O seu papel na campanha democrata é efetivo e real: ajudou a escrever o programa de Educação da candidatura e discursa com frequência sobre temas políticos ou de peso ambiental, assumindo-se como a "primeira assessora" do seu candidato. Pormenor maior: a sua opinião foi fulcral na escolha de Kamala Harris, uma mulher negra, para vice de Joe Biden.
Melania, 50 anos, casada há 15 com Donald, eslovena, é uma ex-modelo de carreira erodida e minimal, que nunca concluiu o curso de arquitetura que apregoa e que não fala cinco línguas como o seu marido gosta de gabar (nem alemão, italiano ou francês; só esloveno e inglês de forte sotaque, revelou a biógrafa Mary Jordan em "The art of her deal").

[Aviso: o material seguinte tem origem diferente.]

PR #2267, opened 2025-01-29
GCP: handling DISABLECVM and allow users to set podvm disk-type

beraldoleal:
Currently, DISABLECVM is ignored on GCP. This PR adds initial support for handling DISABLECVM and allows users (especially those using TDX) to set the disk type instead of relying on hardcoded values, as the default values are not supported by TDX instances.


src/cloud-api-adaptor/entrypoint.sh
```diff
@@ -94,11 +94,11 @@ azure() {
 gcp() {
     test_vars GCP_CREDENTIALS GCP_PROJECT_ID GCP_ZONE PODVM_IMAGE_NAME
 
-    [[ "${PODVM_IMAGE_NAME}" ]] && optionals+="-gcp-image-name ${PODVM_IMAGE_NAME} "
+    [[ "${PODVM_IMAGE_NAME}" ]] && optionals+="-imageid ${PODVM_IMAGE_NAME} "
```
bpradipt, line 97: Personally I think it's more intuitive to keep the options aligned to the cloud provider nuances to the extent possible. Like instance-type (aws), instance-size( azure).  
I see all public GCP docs refers to machine type (for cloud instances) so may be it's ok to use `machine-type` for GCP. Wdyt ?

src/cloud-api-adaptor/entrypoint.sh
```diff
@@ -94,11 +94,11 @@ azure() {
...
     [[ "${GCP_PROJECT_ID}" ]] && optionals+="-gcp-project-id ${GCP_PROJECT_ID} "
     [[ "${GCP_ZONE}" ]] && optionals+="-gcp-zone ${GCP_ZONE} "                         # if not set retrieved from IMDS
-    [[ "${GCP_MACHINE_TYPE}" ]] && optionals+="-gcp-machine-type ${GCP_MACHINE_TYPE} " # default e2-medium
-    [[ "${GCP_NETWORK}" ]] && optionals+="-gcp-network ${GCP_NETWORK} "                # defaults to 'default'
+    [[ "${GCP_MACHINE_TYPE}" ]] && optionals+="-instance-type ${GCP_MACHINE_TYPE} "    # default e2-medium
+    [[ "${GCP_NETWORK}" ]] && optionals+="-subnetid ${GCP_NETWORK} "                   # defaults to 'default'
```
bpradipt, line 101: I see public doc mention subnets so this is better. What about the var? Should it be renamed to GCP_SUBNET_ID?

src/cloud-api-adaptor/entrypoint.sh
```diff
@@ -94,11 +94,11 @@ azure() {
 gcp() {
     test_vars GCP_CREDENTIALS GCP_PROJECT_ID GCP_ZONE PODVM_IMAGE_NAME
 
-    [[ "${PODVM_IMAGE_NAME}" ]] && optionals+="-gcp-image-name ${PODVM_IMAGE_NAME} "
+    [[ "${PODVM_IMAGE_NAME}" ]] && optionals+="-imageid ${PODVM_IMAGE_NAME} "
     [[ "${GCP_PROJECT_ID}" ]] && optionals+="-gcp-project-id ${GCP_PROJECT_ID} "
     [[ "${GCP_ZONE}" ]] && optionals+="-gcp-zone ${GCP_ZONE} "                         # if not set retrieved from IMDS
-    [[ "${GCP_MACHINE_TYPE}" ]] && optionals+="-gcp-machine-type ${GCP_MACHINE_TYPE} " # default e2-medium
-    [[ "${GCP_NETWORK}" ]] && optionals+="-gcp-network ${GCP_NETWORK} "                # defaults to 'default'
+    [[ "${GCP_MACHINE_TYPE}" ]] && optionals+="-instance-type ${GCP_MACHINE_TYPE} "    # default e2-medium
```
bpradipt, line 100: Personally I think it's more intuitive to keep the options aligned to the cloud provider nuances to the extent possible. Like instance-type (aws), instance-size( azure).  
I see all public GCP docs refers to machine type (for cloud instances) so may be it's ok to use `machine-type` for GCP. Wdyt ?

src/cloud-api-adaptor/entrypoint.sh
bpradipt, line 97: What about the env variable? s/PODVM_IMAGE_NAME/GCP_IMAGE_ID ?

src/cloud-api-adaptor/install/overlays/gcp/kustomization.yaml
```diff
@@ -17,14 +17,15 @@ configMapGenerator:
...
   - CLOUD_PROVIDER="gcp"
-  #- PAUSE_IMAGE="" # Uncomment and set if you want to use a specific pause image
-  #- TUNNEL_TYPE="" # Uncomment and set if you want to use a specific tunnel type. Defaults to vxlan
-  #- VXLAN_PORT="" # Uncomment and set if you want to use a specific vxlan port. Defaults to 4789
   - PODVM_IMAGE_NAME="" # set from step "Build Pod VM Image" in gcp/README.md
   - GCP_PROJECT_ID="" # set
   - GCP_ZONE="" # set e.g. "us-west1-a"
   - GCP_MACHINE_TYPE="e2-medium" # replace if needed. caa defaults to e2-medium
   - GCP_NETWORK="global/networks/default" # replace if needed.
+  #- GCP_DISK_TYPE="pd-standard" # Uncomment it if you want to change
```
bpradipt, line 25:
```Suggestion
  #- GCP_DISK_TYPE="" # Uncomment and set if you want to use a specific disk type.
Defaults to pd-standard
```

src/cloud-providers/gcp/provider.go
```diff
@@ -141,6 +142,39 @@ func (p *gcpProvider) CreateInstance(ctx context.Context, podName, sandboxID str
 			},
 		},
 	}
+
+	if !p.serviceConfig.DisableCVM {
+		confidentialInstanceTypes := map[string]string{
+			"c3-":  "TDX",
+			"n2d-": "SEV_SNP",
+			"t2d-": "SEV_SNP",
```
bpradipt, line 150: Is it really need to check the instance type here? I doubt there will be a guarantee that conf instance types will only have the above specific instance prefix going forward and we'll need to keep updating it to account for new and retired instance types.
May be you can offload the detection to the gcp creation API . It should fail if the instance type is incorrect when EnableConfidentialCompute is enabled.

src/cloud-api-adaptor/entrypoint.sh
beraldoleal: I tried to avoid changing the env variable, because is public facing (Kustomization). But if we are ok with that, given we might not have that much users at this point, we can change it too.

src/cloud-api-adaptor/entrypoint.sh
beraldoleal: I mostly agree with you, but I have mixed feelings. I like the idea of using the provider’s naming internally, but for the user interface, I think it makes sense to go with more generic names when possible (which we don’t really do today). That way, if users switch providers, it’s less disruptive for them.

I haven’t thought too much about it, so maybe it wouldn’t work for every variable because of specific nuances. But in general, it’d help keep the interface more consistent across providers.

For now, I’m good with keeping machine-type.

src/cloud-providers/gcp/provider.go
beraldoleal: Yeah, I didn’t like this either. Totally agree.

If c3-* instances ever support both TDX and SEV_SNP, GCP can´t figure out based on the instancetype. It *could* figure it out based on the GuestOsFeatures. Assuming they actually could check this, I have no idea what happens if an image has both. But I'm not even sure if it makes sense to enable both in one image, but I couldn’t find anything about it in today’s docs.

So maybe we do need to expose the type for users to pick? (Which I was hoping to avoid). WTDY?

src/cloud-api-adaptor/entrypoint.sh
bpradipt: It's good to change now imho, since the GCP support is still new.

src/cloud-providers/gcp/provider.go
bpradipt: From the OS side, usually the same image should work for TDX and SNP (eg. Azure). In some unique cases, there may be a need for custom image (due to kernel requirements or other dep). For such cases, user can always override the default OS image via pod annotation. Likewise if there is a need for a specific instance (machine) type, a user can use the pod annotation to override it.  So options to pick up a specific OS image or an instance type already exists for the user.

Adding the check for supported machine type based on prefix in the code will become a pain point going forward. But if there is a provider specific API to check if the machine type supports confidentiality, then may be you can use it to give early feedback to the user on any wrong selection of machine type. Otherwise we just rely on the Create API from the provider to throw error in case of any incompatibility.
Having said that if there is a strong reason to support only specific machine types in CAA for now, then the current check in the code makes sense.

src/cloud-api-adaptor/entrypoint.sh
beraldoleal: Ok, I was about to change this, but I guess I will keep network here for now...

Currently, we are using the "network" logic, which let GCP choose the subnet. So here, is actually network, not subnet. And this was working fine with our tests. So I would be more comfortable to change to sub network on a different PR.

src/cloud-providers/gcp/provider.go
beraldoleal: >  Having said that if there is a strong reason to support only specific machine types in CAA for now, then the current check in the code makes sense.

Those are the only instance types GCP supports for now. Also, avoiding requests we know will fail gives users early feedback, which makes things easier and I believe is a good argument.

I don’t love having these hardcoded either, but with the current logic, I haven’t found a better way.

Also, I tried to delegate to the GCP API before, and got the warning below:

```bash
$ gcloud compute instances create test-confidential-vm \
  --zone=us-central1-a \
  --machine-type=c3-standard-4 \
  --image=fedora-mkosi-tee-intel-1-11-0 \
  --confidential-compute
WARNING: The --confidential-compute flag will soon be deprecated. Please use `--confidential-compute-type=SEV` instead
```

I only saw this deprecation here, could not find any API docs, but it seems like GCP is moving away from auto-detection.
 
(So, I’m not sure about all the details of DISABLECVM, but just an wild suggestion: what if we eventually replace it with TEE_PLATFORM="none|intel|amd"? That way, users wouldn’t need to set two variables, and we wouldn’t have to guess. Just an idea for the future.)

src/cloud-api-adaptor/entrypoint.sh
```diff
@@ -92,12 +92,12 @@ azure() {
 }
 
 gcp() {
-    test_vars GCP_CREDENTIALS GCP_PROJECT_ID GCP_ZONE PODVM_IMAGE_NAME
+    test_vars GCP_CREDENTIALS GCP_PROJECT_ID GCP_ZONE GCP_IMAGE_NAME
 
-    [[ "${PODVM_IMAGE_NAME}" ]] && optionals+="-gcp-image-name ${PODVM_IMAGE_NAME} "
+    [[ "${GCP_IMAGE_NAME}" ]] && optionals+="-imageid ${GCP_IMAGE_NAME} "
```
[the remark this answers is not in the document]
wainersm: ah, you mentioned already the isn't standard across the providers, but my preference is for using the `PODVM_` prefix. Just saying, I'm ok with either way.

src/cloud-providers/gcp/manager.go
```diff
@@ -18,13 +18,12 @@ func init() {
...
-	flags.StringVar(&gcpcfg.ProjectId, "gcp-project-id", "", "GCP Project ID")
-	flags.StringVar(&gcpcfg.Zone, "gcp-zone", "", "Zone")
-	flags.StringVar(&gcpcfg.ImageName, "gcp-image-name", "", "Pod VM image name")
-	flags.StringVar(&gcpcfg.MachineType, "gcp-machine-type", "e2-medium", "Pod VM instance type")
-	flags.StringVar(&gcpcfg.Network, "gcp-network", "", "Network ID to be used for the Pod VMs")
+	flags.StringVar(&gcpcfg.GcpProjectId, "gcp-project-id", "", "GCP Project ID")
+	flags.StringVar(&gcpcfg.GcpZone, "gcp-zone", "", "GCP Zone")
+	flags.StringVar(&gcpcfg.ImageId, "imageid", "", "Pod VM image id that is available at GCP Images. Usually a name like 'podvm-image'")
+	flags.StringVar(&gcpcfg.MachineType, "machine-type", "e2-medium", "Pod VM Machine type")
+	flags.StringVar(&gcpcfg.GcpNetworkId, "gcp-network", "default", "GCP Network ID for the VMs")
```
wainersm, line 26: maybe `gcp-network-id` to be aligned with other ID like parameters (e.g. `gcp-project-id`). Although `imageid` breaks the rule too.

src/cloud-providers/gcp/provider.go
wainersm: I don't like the static mapping table on the code too.

Also, the table is ambiguous because according to https://cloud.google.com/confidential-computing/confidential-vm/docs/create-a-confidential-vm-instance#create-instance (and IIUC) N2D machines types can be either SEV or SEV-SNP.

What if we set `DISABLECVM=true` by default, and having the users to switch to `DISABLECVM=false` and fill the fields properly if they want confidential VMs?

src/csi-wrapper/pkg/wrapper/controllerservice.go
```diff
@@ -67,7 +67,7 @@ func NewControllerService(targetEndpoint, namespace string, peerpodvolumeClientS
 }
 
 func (s *ControllerService) redirect(ctx context.Context, req interface{}, fn func(context.Context, csi.ControllerClient)) error {
-	conn, err := grpc.Dial(s.TargetEndpoint, grpc.WithBlock(), grpc.WithTransportCredentials(insecure.NewCredentials()))
```
wainersm, line 70: hmm  afaik we don't have automated tests for the csi-wrapper component. How to test it doesn't introduce a regression?

wainersm:
Hi @beraldoleal , I reviewed this PR fully and I have no further comments. thanks!

src/csi-wrapper/pkg/wrapper/controllerservice.go
beraldoleal: I'm not familiar with the csi-wrapper , so not sure. I just followed the documentation with the new way to do. I tried the code in a standalone method as part of a hello world example, not as part of the csi-wrapper.

src/cloud-providers/gcp/provider.go
beraldoleal: > What if we set DISABLECVM=true by default, and having the users to switch to DISABLECVM=false and fill the fields properly if they want confidential VMs?

The question is how we are going to derive the confidential_type? or you mean letting users to choose the type? With another variable?

src/cloud-providers/gcp/manager.go
beraldoleal: TBH, imo all should be without gcp as prefix. because all are parameters of GCP. Its kind of redundant. So I will probably fix this better in a following PR, if you don't mind.

src/cloud-providers/gcp/provider.go
wainersm: Yes, I thought in have another variable for confidential_type. So for enabling CVM users would need to set the following for SNP for instance:
```
DISABLECVM="false"
GCP_MACHINE_TYPE="n2d-standard-2"
GCP_CONFIDENTIAL_TYPE="SEV_SNP"    # the new variable
```

beraldoleal: I was trying to avoid having another variable, but yes, I'm ok with that. I will send a v2.

beraldoleal:
Thanks @bpradipt and @wainersm . Because of the nature of this PR and the critical changes on csi-wrapper, I will close this one and split the work into smaller PRs. Here is the first one: #2281 

Please review there, when you have some spare cycles.

PR #2269, opened 2025-01-30
ci: add delay on podvm smoke-test

mkulke:
1s delay between claiming an IP address and launching kata-agent is not enough in some cases, resulting in a flaky test.

Changing the delay before attempting to connect to the agent to 5s seems to resolve the issue. Running the test in a loop with 25+ launches didn't produce a failure, while doing the same with the original 1s delay, will result in "connection refused" failure after a couple of runs.


stevenhorsman (approved):
The code looks fine, DCO sign off is expecting `mkulke@gmail.com`, so failing though

beraldoleal (approved):
LGTM, thanks.

PR #276, opened 2026-06-12
feat: auto-seed common config snippets from live files on first setup…(首次初始化时自动从配置文件填充通用配置片段)

jiawei666:
… (Claude + Codex + Gemini)

Mirrors the desktop cc-switch initialize_common_config_snippets flow:
- On first startup with empty common config, extract shared settings from live config files (permissions, statusLine, hooks, non-auth env, Codex shared TOML tables, Gemini proxy env) into common_config_<app> snippets.
- Non-destructive: default provider retains full original settings.
- Gate: skipped if snippet already exists or was explicitly cleared.
- OpenCode/Hermes/OpenClaw excluded: their common config merge mechanism is a no-op, and extractors don't match the shape of read_live_settings for additive-mode apps.

### DIFF
--- a/src-tauri/src/database/dao/settings.rs
+++ b/src-tauri/src/database/dao/settings.rs
@@ -74,6 +74,40 @@ impl Database {
         }
     }
 
+    /// 通用配置片段“已被用户显式清空”标记的键名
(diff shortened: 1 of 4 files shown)


SaladDay:
LGTM, THANKS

Figura evasiva, esfíngica e distante, sem pensamento político autónomo ou cognoscível, é muito vistosa mas meramente decorativa na corte presidencial - é nessa exata medida que quer ficar mais quatro anos.
Realidade alternativa
O seu peso político seria só ornamental não vivesse hoje a América submersa numa realidade alternativa em que o culto da "celebridade" e a sobre-excitação do "entretenimento" ganharam peso desrazoável, avassalador, desproporcional.
Mas é essa a América de hoje: conta infinitamente mais a ilusão do que se promete (a realidade parece estar sempre a caminho, sempre no futuro, nunca no presente porque o presente é verificável e sofre de contraditório), do que aquilo que se faz e que tem aderência ao real. Exemplo claro é a "causa" que Melania escolheu como primeira-dama, que se verifica agora ter uma ironia que deveria ser mortal: decidiu defender o anti-bullying digital, mas sem reparar que tem em casa um marido que é hoje, e comprovadamente desde há quatro anos, o maior "bully" mundial.